### What to produce
Line by line, output the data that follows exactly as written.
+===+
PR #6077, opened 2022-05-17
Feature/aris/crypto replay attack

ariskotsomitopoulos:
This PR aims to reduce the UISI `DUPLICATED_MESSAGE_INDEX`.

- With respect to this [issue](https://github.com/matrix-org/internal-config/issues/1145), the code is enhanced to check whether a given key (ratcheted to some particular index) was used to decrypt more than one different event. Two events are considered different if their eventId differs
- Tests are added to ensure that decrypting the same event with the same message index will prevent UISI
- Adds a custom `timelineId` when decryption is called from `RoomSyncHandler`


matrix-sdk-android/src/androidTest/java/org/matrix/android/sdk/internal/crypto/replayattack/ReplayAttackTest.kt
```diff
@@ -0,0 +1,109 @@
...
+        val sentEvents = testHelper.sendTextMessage(aliceRoomPOV, "Hello I will be decrypted twice", 1)
+        Assert.assertTrue("Message should be sent", sentEvents.size == 1)
+
+        testHelper.runBlockingTest {
+            // Lets assume we are from the main timelineId
+            val timelineId = "timelineId"
+            // Lets decrypt the original event
+            aliceSession.cryptoService().decryptEvent(sentEvents[0].root, timelineId)
+            // Lets try to decrypt the same event
+            aliceSession.cryptoService().decryptEvent(sentEvents[0].root, timelineId)
```
BillCarsonFr, line 105: I'd do a try {.. decrypt } catch (error) { fail("Shouldn't throw a decryption error for same event") }

matrix-sdk-android/src/main/java/org/matrix/android/sdk/internal/crypto/MXOlmDevice.kt
```diff
@@ -763,59 +765,71 @@ internal class MXOlmDevice @Inject constructor(
...
+        val messageIndexKey = senderKey + "|" + sessionId + "|" + roomId + "|" + decryptResult.mIndex
+        Timber.tag(loggerTag.value).d("##########################################################")
+        Timber.tag(loggerTag.value).d("## decryptGroupMessage() timeline: $timeline")
+        Timber.tag(loggerTag.value).d("## decryptGroupMessage() senderKey: $senderKey")
+        Timber.tag(loggerTag.value).d("## decryptGroupMessage() sessionId: $sessionId")
+        Timber.tag(loggerTag.value).d("## decryptGroupMessage() roomId: $roomId")
+        Timber.tag(loggerTag.value).d("## decryptGroupMessage() eventId: $eventId")
+        Timber.tag(loggerTag.value).d("## decryptGroupMessage() mIndex: ${decryptResult.mIndex}")
+
+        if (timeline?.isNotBlank() == true) {
```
+===+
### Output for this exercise
PR #6077, opened 2022-05-17
Feature/aris/crypto replay attack

ariskotsomitopoulos:
This PR aims to reduce the UISI `DUPLICATED_MESSAGE_INDEX`.

- With respect to this [issue](https://github.com/matrix-org/internal-config/issues/1145), the code is enhanced to check whether a given key (ratcheted to some particular index) was used to decrypt more than one different event. Two events are considered different if their eventId differs
- Tests are added to ensure that decrypting the same event with the same message index will prevent UISI
- Adds a custom `timelineId` when decryption is called from `RoomSyncHandler`


matrix-sdk-android/src/androidTest/java/org/matrix/android/sdk/internal/crypto/replayattack/ReplayAttackTest.kt
```diff
@@ -0,0 +1,109 @@
...
+        val sentEvents = testHelper.sendTextMessage(aliceRoomPOV, "Hello I will be decrypted twice", 1)
+        Assert.assertTrue("Message should be sent", sentEvents.size == 1)
+
+        testHelper.runBlockingTest {
+            // Lets assume we are from the main timelineId
+            val timelineId = "timelineId"
+            // Lets decrypt the original event
+            aliceSession.cryptoService().decryptEvent(sentEvents[0].root, timelineId)
+            // Lets try to decrypt the same event
+            aliceSession.cryptoService().decryptEvent(sentEvents[0].root, timelineId)
```
BillCarsonFr, line 105: I'd do a try {.. decrypt } catch (error) { fail("Shouldn't throw a decryption error for same event") }

matrix-sdk-android/src/main/java/org/matrix/android/sdk/internal/crypto/MXOlmDevice.kt
```diff
@@ -763,59 +765,71 @@ internal class MXOlmDevice @Inject constructor(
...
+        val messageIndexKey = senderKey + "|" + sessionId + "|" + roomId + "|" + decryptResult.mIndex
+        Timber.tag(loggerTag.value).d("##########################################################")
+        Timber.tag(loggerTag.value).d("## decryptGroupMessage() timeline: $timeline")
+        Timber.tag(loggerTag.value).d("## decryptGroupMessage() senderKey: $senderKey")
+        Timber.tag(loggerTag.value).d("## decryptGroupMessage() sessionId: $sessionId")
+        Timber.tag(loggerTag.value).d("## decryptGroupMessage() roomId: $roomId")
+        Timber.tag(loggerTag.value).d("## decryptGroupMessage() eventId: $eventId")
+        Timber.tag(loggerTag.value).d("## decryptGroupMessage() mIndex: ${decryptResult.mIndex}")
+
+        if (timeline?.isNotBlank() == true) {
```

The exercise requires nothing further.